# MKIV Remote Start/Keyless Entry



## pjd2011 (Jun 17, 2009)

Hey guys, just looking for some information. The main MKIV section is cluttered with people saying how bad of an idea these things are and scrambled information about having the car in neutral. I'd rather not get bashed and instead have a few questions answered.

I'll preface by saying I have a 99.5 AUTOMATIC 2.0L with the factory alarm.

I'd like to install this.. http://www.amazon.com/dp/B007AHS0JO...TF8&colid=3GN2KQ2VG85GS&coliid=I3QCSANHA2WN65
It does not have another alarm component.

Since I'll more than likely have a professional installer put this in I'll let them use the interface/immobilizer of their choice. I just want to know what to expect.

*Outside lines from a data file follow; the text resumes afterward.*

PR #3953, opened 2026-02-25
CI: Add JDK 25

guizmaii:
## Summary

- Add `temurin@25` to the CI build matrix to test against JDK 25
- Use Scala version wildcards instead of hardcoded versions in CI matrices and conditions

### DIFF
--- a/.github/workflows/ci.yml
+++ b/.github/workflows/ci.yml
@@ -32,6 +32,7 @@ jobs:
           - graal_graalvm@21
           - temurin@17
           - temurin@21
+          - temurin@25
     runs-on: ${{ matrix.os }}
     timeout-minutes: 60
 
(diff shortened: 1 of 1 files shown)


.github/workflows/ci.yml
```diff
@@ -26,12 +26,13 @@ jobs:
     strategy:
       matrix:
         os: [ubuntu-latest]
-        scala: [2.12.21, 2.13.18, 3.3.7]
+        scala: [2.12.x, 2.13.x, 3.x]
```
senia-psm, line 29: This file is generated by https://github.com/sbt/sbt-github-actions
I suspect you have to configure it this way:
```scala
ThisBuild / githubWorkflowJavaVersions += JavaSpec.temurin("25")
```

PR #3983, opened 2026-03-02
perf: cache headerType on Header.Custom via null-init field

guizmaii:
## Summary
- `Header.Custom.headerType` is a `def` that allocates a new anonymous `HeaderType` on every call. The default `headerName` and `renderedValue` delegate to `headerType`, causing unnecessary allocation when these fields are accessed.
- Cache the `HeaderType` instance using a private null-init field so it is only allocated once per `Custom` header instance.
- Note: the primary hot path (incoming request headers via `Headers.Native`) is unaffected — this fixes the path for user-constructed headers.

## Test plan
- [x] All 50 existing HeaderSpec tests pass
- [x] Added test verifying `headerType` is cached (referential identity via `eq`) and returns correct values
- [x] `sbt 'zioHttpJVM/testOnly zio.http.HeaderSpec'` — 51 tests pass

### DIFF
--- a/zio-http/jvm/src/test/scala/zio/http/HeaderSpec.scala
+++ b/zio-http/jvm/src/test/scala/zio/http/HeaderSpec.scala
@@ -400,19 +400,14 @@ object HeaderSpec extends ZIOHttpSpec {
     Headers(Header.Accept(MediaType.application.json), Header.ContentType(MediaType.application.json))
 
   private val customHeaderSpec = suite("Custom header")(
-    test("headerName returns lowercase name without allocating headerType") {
-      val h = Header.Custom("X-Request-Id", "abc-123")
+    test("headerType is cached and returns correct values") {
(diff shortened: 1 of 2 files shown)


987Nabil:
I would tend to make headerType a lazy val

guizmaii:
@987Nabil 

> I would tend to make headerType a lazy val

The issue I have with lazy val is the overhead it introduces. For simple computations, which is likely the case here, recomputing is faster than having to deal with the lazy val synchronisation mechanism

With Scala3 `@threadUnsafe lazy val` I'd agree with you, but because we have Scala2 compatibility needs, I'd prefer to avoid using `lazy val`

987Nabil:
@guizmaii private null init field

guizmaii:
@987Nabil Simple and effective idea! I love it! Thanks! I changed the code :)

987Nabil (approved):

PR #3997, opened 2026-03-05
perf: reduce per-request heap allocations in HTTP hot path

987Nabil:
## Summary

Reduces per-request heap allocations in zio-http's server-side hot path (`ServerInboundHandler → Handler → Response → Netty write`) through four surgical, binary-compatible changes.

Motivated by the observation that zio-http allocates unnecessary intermediate objects on every HTTP request in TechEmpower-style benchmarks.

### 1. `StringBody.knownContentLength` — zero-alloc byte counting
- **Before**: Called `data.getBytes(charset).length` which allocates a full byte array just to measure length
- **After**: For UTF-8, counts bytes by iterating chars (1–4 bytes per codepoint with surrogate pair handling). For ISO-8859-1, returns `data.length` directly. Falls back to `getBytes()` for other charsets
- **Impact**: Eliminates one byte array allocation per response body on the `Content-Length` computation path

### 2. `URL.decodeOrNull` — avoid `Either` allocation in `makeZioRequest`
- Adds `private[http] def decodeOrNull(rawUrl: String): URL` that returns `URL | null` instead of `Either[Exception, URL]`
- Replaces `URL.decode(uri).getOrElse(URL.empty)` in both `makeZioRequest` call sites in `ServerInboundHandler`
- **Impact**: Eliminates `Either`/`Right` wrapper allocation per HTTP request

### 3. `Handler.orElse` — lazy fallback evaluation
- **Before**: Evaluated both `self(in)` and `that(in)` eagerly in a tuple before pattern matching
- **After**: Evaluates `self(in)` first; only calls `that(in)` when self fails with a typed error
- **Impact**: Avoids unnecessary computation and side-effects of fallback handlers when the primary handler succeeds

### 4. `Response.json`/`Response.text` overloads with `extraHeaders`
- Adds new overloads: `Response.json(data, extraHeaders)` and `Response.text(data, extraHeaders)`
- Avoids the pattern `Response.text(msg).addHeader(h)` which creates an intermediate `Response` copy
- Purely additive — existing methods unchanged

## Verification

- [x] `sbt fmt` — no formatting changes needed
- [x] `sbt testOnly BodySpec URLSpec HandlerSpec ResponseSpec` — **146 tests passed, 0 failed**
- [x] `sbt mimaChecks` — **no binary incompatibilities**

## Scope Investigation (not implemented)

Investigated `Scope.unsafe.make` in `ServerInboundHandler.writeResponse` — it allocates 2 small objects per request on the slow path (~64-96 bytes). Concluded that skipping it is **unsafe** because there's no way to statically determine whether a handler uses `Scope.addFinalizer`, and using `Scope.global` would silently discard finalizers causing resource leaks. Recommend deferring to 4.x where a type-level marker could distinguish scoped from unscoped handlers.


zio-http/shared/src/main/scala/zio/http/Handler.scala
```diff
@@ -449,17 +449,15 @@ sealed trait Handler[-R, +Err, -In, +Out] { self =>
...
-          case (Exit.Failure(cause), _) if cause.isDie         =>
-            Exit.die(cause.dieOption.get)
-          case (Exit.Failure(cause), other) if cause.isFailure =>
-            other
-          case (self, other)                                   =>
-            self.orElse(other)
+      override def apply(in: In1): ZIO[Scope & R1, Err1, Out1] = {
+        val s = self(in)
+        s match {
+          case s @ Exit.Success(_)                    => s
```
guizmaii, line 455:
```suggestion
          case s: Exit.Success[..., ...]                    => s
```

zio-http/shared/src/main/scala/zio/http/URL.scala
```diff
@@ -309,6 +309,16 @@ object URL {
     }
   }
 
+  private[http] def decodeOrNull(rawUrl: String): URL = {
+    try {
+      val uri = new URI(rawUrl)
+      val url = if (uri.isAbsolute) fromAbsoluteURI(uri) else fromRelativeURI(uri)
```
guizmaii: If you go this way, I think it's be interesting to also have `fromAbsoluteURIOrNull` and `fromRelativeURIOrNull` as, for example, `fromAbsoluteURI` allocates quite a few `Option`, especially this one: `Option(uri.getPort)` which introduces boxing

PR #3999, opened 2026-03-06
call remove element function in SSE `executeScript`

illegalprime:
As it stands the function is not actually called (at least for me?) and the [demo](https://ziohttp.com/reference/datastar-sdk/) populates a ton of noisy script tags.


987Nabil:
Tests are broken, I integrated it in #4001 so closing this one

Are there any caveats that I should know of before purchasing all of this?
- Will the factory alarm still work when locked?
- Will the doors remain locked while it is auto started?
- Will I have to have my valet key installed (what does this entail)?
- Will I have to have this in neutral (They should be able to bypass the clutch thing)?

I was quoted $365 for the total cost of installation but that was including ~$200 for their entry key which I thought was ridiculous. This is why I found the Viper online. Thanks guys.


----------



## NFrazier (Jul 22, 2006)

pjd2011 said:


> Hey guys, just looking for some information. The main MKIV section is cluttered with people saying how bad of an idea these things are and scrambled information about having the car in neutral. I'd rather not get bashed and instead have a few questions answered.
> 
> I'll preface by saying I have a 99.5 AUTOMATIC 2.0L with the factory alarm.
> 
> ...


$365 with that unit? That's honestly a great deal. If it's $365 without the unit, doesn't sound that bad, a little on the high end but if they are using proper connections (military splice and/or solder and NOT t-taps) and are familiar with the cars it's a fair price.


----------



## Trumpster (Jan 16, 2008)

There's nothing wrong with a T-tap if used properly. As far as installation of remote start goes, it's labor intensive on VW's MKIV and newer. If you don't want to pay the labor to have someone else do it you can follow my DIY I wrote up for MKIV cars. It was not out of line to charge between $150 (low end) and $250 for labor alone depending on the vehicle when I was doing installs. Doing it right takes a lot of time even for an experienced and knowledgeable installer. GL

http://forums.vwvortex.com/showthread.php?3917413-DIY-Alarm-remote-start-extra-s-install&highlight=diy+alarm


----------



## pjd2011 (Jun 17, 2009)

Trumpster said:


> There's nothing wrong with a T-tap if used properly. As far as installation of remote start goes, it's labor intensive on VW's MKIV and newer. If you don't want to pay the labor to have someone else do it you can follow my DIY I wrote up for MKIV cars. It was not out of line to charge between $150 (low end) and $250 for labor alone depending on the vehicle when I was doing installs. Doing it right takes a lot of time even for an experienced and knowledgeable installer. GL
> 
> http://forums.vwvortex.com/showthread.php?3917413-DIY-Alarm-remote-start-extra-s-install&highlight=diy+alarm


Thanks for the responses guys. Maybe I was just expecting it to be slightly cheaper. The $365 quoted was for his particular brand of remote start. It was a cheaper model, didn't really get specifics like I should have but I know it wasn't as highly rated as the Viper. I know he was also selling his brand for more than what the Viper is going for on Amazon. 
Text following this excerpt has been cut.